Вынув из своих карманов остальные мелочи, в частности часы с цепочкой, бумажник, ножик, ключ от квартиры, коробок с остатками спичек и наполовину выкуренную "короткую" сигару (пан домовладелец - впрочем, отнюдь не заядлый курильщик - в знак протеста против недавнего повышения цен на сигары перешел с "порто-рико" на "короткие"), он выложил все это на подоконнике.
Он еще рассматривал содержимое своих карманов, когда в коморку вошла Кедрута, неся в худых, жилистых руках большой бесформенный жестяной таз с водой.
Она вступила опасливо, словно тень, и, волоча ноги, пошла через комнату, робко поглядывая из-под морщинистого, смешно повязанного лба в сторону окна, где стоял пан Броучек, и костлявые руки ее так дрожали, что вода выплескивалась через край. Опа поставила таз на сундук и так же крадучись пошла обратно к дверям, то и дело испуганно оглядываясь на пана домовладельца, будто опасаясь, что тот вдруг прыгнет на нее сзади. Но и он искоса следил за движениями странного существа, пока горбунья не скрылась за дверьми, после чего отвел душу, воскликнув: - Вот страшилище!
Подойдя к тазу, он увидел, что старуха положила около него с одной стороны кусок простого серого мыла, а с другой-с какую-то прямоугольную жестяную пластинку, - Черт, что б это могло быть? - недоумевал он, вертя странный предмет в руках.- Может, чесало для языка?
Наконец он заметил, что одна сторона пластинки гладко отполирована и в ней смутно отражается его удивленное лицо.
Он приложил указательный палец к носу и насмешливо присвистнул: - Поди ж ты, да ведь это зеркало! Древнечешское трюмо! Вот уж что верно, то верно: где нам до гуситской элегантности и блеска! Мыло тоже больше подходит для мытья полов, а не человеку для умывания.
Но когда он все-таки умылся и причесался, пользуясь своими современными вещицами, к нему вернулось прежнее благодушное настроение.
Теперь настала пора утренней сигары. Он зажег остаток "короткой" и спокойно выпускал голубые облачка благовонного дыма - если для этого сорта подходят привычные эпитеты.
При этом он не спеша надел желтый кафтанчик, однако что делать с остальными элементами средневекового костюма, никак не мог догадаться, поэтому решил сначала обуться. Тут снова обнаружилась зияющая рана на левом ботинке.

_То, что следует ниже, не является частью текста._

Issue #186, opened 2022-03-17
Enforce zero build warnings in CI


jgraham:
We don't enforce zero build warnings in CI and as a result there have been a few instances where changes have landed with warnings that turned out to be bugs. Even in cases where we had warnigns that aren't bugs it makes it easier for everyone if you know there should always be zero warnings. Therefore  propose that we fail the CI if there's a warning.

whimboo:
As mentioned to @jgraham on element maybe we could even have a pre-commit hook setup so that the bikeshed tests get run locally before being able to even push a PR which triggers certain amount of CI tasks?

thiagowfx:
If desired, I am happy to add pre-commit.com integration that does the above.

PR #442, opened 2023-06-05
add pre-commit.com integration

thiagowfx:
Bug: https://github.com/w3c/webdriver-bidi/issues/186

***
<a href="https://pr-preview.s3.amazonaws.com/w3c/webdriver-bidi/pull/442.html" title="Last updated on Jun 6, 2023, 3:38 PM UTC (61a50b3)">Preview</a> | <a href="https://pr-preview.s3.amazonaws.com/w3c/webdriver-bidi/442/5d3ee40...61a50b3.html" title="Last updated on Jun 6, 2023, 3:38 PM UTC (61a50b3)">Diff</a>


.pre-commit-config.yaml
```diff
@@ -0,0 +1,47 @@
...
+#   $ pre-commit run --all-files
+repos:
+  - repo: https://github.com/pre-commit/pre-commit-hooks
+    rev: v4.4.0
+    hooks:
+      - id: check-executables-have-shebangs
+      - id: check-yaml
+      - id: end-of-file-fixer
+      - id: trailing-whitespace
+  - repo: https://github.com/pre-commit/mirrors-eslint
```
thiagowfx, line 28: Could potentially remove ESLint and prettier in order to remove diff noise.

thiagowfx: Removing prettier for now. Could be added later.

index.bs
```diff
@@ -1811,6 +1825,7 @@ navigation status</dfn> struct, which has the following items:
 
 <pre class="cddl remote-cddl">
 BrowsingContextCommand = (
+; keep-sorted start
```
whimboo, line 1828:
```suggestion
  ; keep-sorted start
```

Interesting idea. Also could we actually have a default set so that we do not have to repeat it in all the cases?

thiagowfx: If using the keep-sorted package, unfortunately this is the only way (repeating it in all cases).

A more robust solution would be to have a bikeshed formatter that automatically does so (a la python-isort), but I'm not aware of any.

thiagowfx:
Any concerns with moving forward with this? Is it overkill to add it to the agenda of the monthly meeting? We should probably not waste much time discussing infra there (it would be better to bikeshed about the spec itself only :P), so it would be nicer if this were resolved offline.

.pre-commit-config.yaml
```diff
@@ -0,0 +1,40 @@
...
+# Install pre-commit itself:
+#   $ pip install pre-commit
+#     OR
+#   $ brew install pre-commit
+#
+# Update all pre-commit hooks to latest version:
+#   $ pre-commit autoupdate
+#
+# Install all pre-commit hooks locally:
+#   $ pre-commit install
```
whimboo, line 13: Shall we actually perform that automatically with the test script so that the pre-commit hook is triggered locally as well? It would be great to see the failures / errors before committing changes and not have to wait for the results in CI.

jgraham (changes requested):
I don't love this change.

Хотя у него еще не было случая познакомиться со средневековой обувью, он испытывал к ней непреодолимую антипатию - в чем, возможно, есть доля вины книги о средневековой инквизиции с ее несколько неудобными "испанскими сапогами", оставившими в душе папа Броучека глубокий след,- и потому решил, что лучше всего послать пострадавшую штиблету сапожнику, чтобы тот наскоро пришил подметку.
Он отворил дверь и позвал: - Кекрута!